An example upgrade session:
vyos@vyos$ show system image The system currently has the following image(s) installed: 1: VyOS-1.1.6 (default boot) (running image) vyos@vyos:~$ add system image http://packages.vyos.net/iso/release/1.1.7/vyos-1.1.7-amd64.iso Trying to fetch ISO file from http://packages.vyos.net/iso/release/1.1.7/vyos-1.1.7-amd64.iso % Total % Received % Xferd Average Speed Time Time Time Current Dload Upload Total Spent Left Speed 100 234M 100 234M 0 0 4903k 0 0:00:48 0:00:48 --:--:-- 6078k ISO download succeeded. Checking for digital signature file... % Total % Received % Xferd Average Speed Time Time Time Current Dload Upload Total Spent Left Speed 100 836 100 836 0 0 1997 0 --:--:-- --:--:-- --:--:-- 5805 Found it. Checking digital signature... gpg: directory `/root/.gnupg' created gpg: new configuration file `/root/.gnupg/gpg.conf' created gpg: WARNING: options in `/root/.gnupg/gpg.conf' are not yet active during this run gpg: keyring `/root/.gnupg/pubring.gpg' created gpg: Signature made Wed Feb 17 06:37:47 2016 MST using RSA key ID A0FE6D7E gpg: /root/.gnupg/trustdb.gpg: trustdb created gpg: Good signature from "VyOS Maintainers (VyOS Release) <email@example.com>" gpg: WARNING: This key is not certified with a trusted signature! gpg: There is no indication that the signature belongs to the owner. Primary key fingerprint: 0694 A923 0F51 39BF 834B A458 FD22 0285 A0FE 6D7E Digital signature is valid. Checking MD5 checksums of files on the ISO image...OK. Done! What would you like to name this image? [VyOS-1.1.7]: OK. This image will be named: VyOS-1.1.7 Installing "VyOS-1.1.7" image. Copying new release files... Would you like to save the current configuration directory and config file? (Yes/No) [Yes]: yes Copying current configuration... Would you like to save the SSH host keys from your current configuration? (Yes/No) [Yes]: yes Copying SSH keys... Setting up grub configuration... Done. vyos@vyos$ show system image The system currently has the following image(s) installed: 1: VyOS-1.1.7 (default boot) 2: VyOS-1.1.6 (running image)
If upgrade went wrong
If you can access the machine console, reboot it and select previous image in the GRUB menu. Upgrade does not modify existing images and files associated with them, so you will be able to get a working system again.

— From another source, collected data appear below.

PR #425, opened 2021-05-02
[Typescript Configuration] Create dedicated config for generating type definitions

beau-charman:
+ Addresses "react can only be default-imported using the 'esModuleInterop' flag" issue
+ Add transform plugin to ensure alias paths are correctly transformed

for example: 

```
import { Themes as Themes$1 } from '~/types';
```

is replaced by

```
declare type Themes = 'dark' | 'light';
```


package.json
```diff
@@ -27,7 +27,7 @@
     "test": "jest",
     "test-coverage": "open coverage/lcov-report/index.html",
     "test-watch": "jest --watch --verbose",
-    "type-definitions": "tsc --declaration --emitDeclarationOnly --allowJs"
+    "type-definitions": "ttsc --project tsconfig.definitions.json --declaration --emitDeclarationOnly --allowJs"
```
MkMan, line 30: Could this script just be `ttsc --project tsconfig.definitions.json` instead? The tsconfig file already has `"declaration": true,` and the other 2 arguments can be moved to the config file

MkMan (approved):

package.json
beau-charman: yeah still refactoring

PR #429, opened 2021-05-07
Remove scope case rule

maxlew:
I know the commit says adding 'scope-case' rule, but I'm adding it to remove it...

Basically adding an exception for commitlint so that the `scope` part of the commit message can be whatever case we want. This makes it a bit easier for using it to tie commits to Issue numbers. It also brings it in line with other repositories that we're using commitlint with. 

```
feat(ABC-123): adding neat feature
```


MkMan (approved):

beau-charman (approved):
🙌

Forward-compatible configuration syntax changed are handled automatically. In case a release includes incompatible syntax changes, you may need to edit your config or perform other actions, check release notes. Releases are assumed to be backwards-compatible unless otherwise specified.

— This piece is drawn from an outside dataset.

PR #431, opened 2021-05-08
[Feature][AE-228] Migrate `Hidden` to Typescript

beau-charman:
Addresses https://aesoponline.atlassian.net/browse/AE-228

Upgrading on Amazon Web Services
VyOS uses the same upgrade procedure on all platforms, including AWS.
Unlike earlier Vyatta AMI, there are no problems with image upgrade.
Upgrading from pre-1.1.6
Signing keys were change for the release of 1.1.7.

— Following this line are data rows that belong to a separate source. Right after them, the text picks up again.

PR #433, opened 2021-05-09
[AE-265] Migrate `TwoColumnList` to Typescript

beau-charman:
Addresses https://aesoponline.atlassian.net/browse/AE-265


src/components/TwoColumnList/TwoColumnList.tsx
```diff
@@ -0,0 +1,84 @@
...
+import cx from 'classnames';
+import { useThemeContext } from '~/contexts';
+import { Heading } from '~/components/Heading';
+import { Hyperlink } from '~/components/Hyperlink';
+import { List } from '~/components/List';
+import type { ListItem } from '~/components/List/List.types';
+import type { TwoColumnListProps, ColumnProps } from './TwoColumnList.types';
+import styles from './TwoColumnList.module.css';
+
+const TwoColumnList = forwardRef<any, TwoColumnListProps>(
```
MkMan, line 11: The ref is assigned to a div, would `HTMLDivElement` be a suitable type to use instead of any?
```suggestion
const TwoColumnList = forwardRef<HTMLDivElement, TwoColumnListProps>(
```

beau-charman: Very true. context switching from the other PR that was similar must have confused me. thank you

src/components/List/List.spec.tsx
```diff
@@ -1,16 +1,8 @@
-import React from 'react';
-import { render } from '@testing-library/react';
-import { List } from './List';
-import { ListFixture } from './List.fixture';
+// import React from 'react';
+// import { render } from '@testing-library/react';
+// import { List } from './List';
+// import { ListFixture } from './List.fixture';
```
zack76, line 4: if these need to be deleted as well? I guess they will still be needed once `it.todo` is finished

zack76 (approved):

PR #436, opened 2021-05-11
[AE-247] Migrate `ProductDetailHeader` to Typescript

beau-charman:
Addresses https://aesoponline.atlassian.net/browse/AE-247

+ Remove imperative prop values
+ Remove heading and transition const in favour for types
+ Rebuild type declarations
+ Migrate Product Excerpt as ref type errors were exhausting


src/constants/transitions.ts
```diff
@@ -1,9 +0,0 @@
-export const TYPE = {
-  FADE: 'fade',
-  SHIFT_IN_DOWN: 'shiftInDown',
-  SHIFT_IN_LEFT: 'shiftInLeft',
-  SLIDE_DOWN: 'slideDown',
-  SLIDE_RIGHT: 'slideRight',
-  SLOW_FADE: 'slowFade',
-  ZOOM: 'zoom',
-};
```
zack76, line 9: a bit curious why we stop using it?

zack76 (approved):

src/constants/transitions.ts
beau-charman: the animation type defined in the Transition component is explicit / self documenting enough - having this constant defined for what will be just a prop type is superfluous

1.1.6 is signed with the old keys but will check upgrades with the new key. You can either upgrade to 1.1.6 before upgrading to the current version or download the new key as shown below:
vyos@VyOS-AMI:~$ sudo gpg --keyserver pgp.mit.edu --recv-key 0xA0FE6D7E gpg: keyring `/root/.gnupg/secring.gpg' created gpg: requesting key A0FE6D7E from hkp server pgp.mit.edu gpg: /root/.gnupg/trustdb.gpg: trustdb created gpg: key A0FE6D7E: public key "VyOS Maintainers (VyOS Release) <firstname.lastname@example.org>" imported gpg: no ultimately trusted keys found gpg: Total number processed: 1 gpg: imported: 1 (RSA: 1)
A note on apt-get
Even though VyOS is Debian-based, it does not use apt-get for upgrade. The only supported upgrade procedure is image-based upgrade described above.
Using apt-get upgrade/dist-upgrade is very likely to render your system inoperable.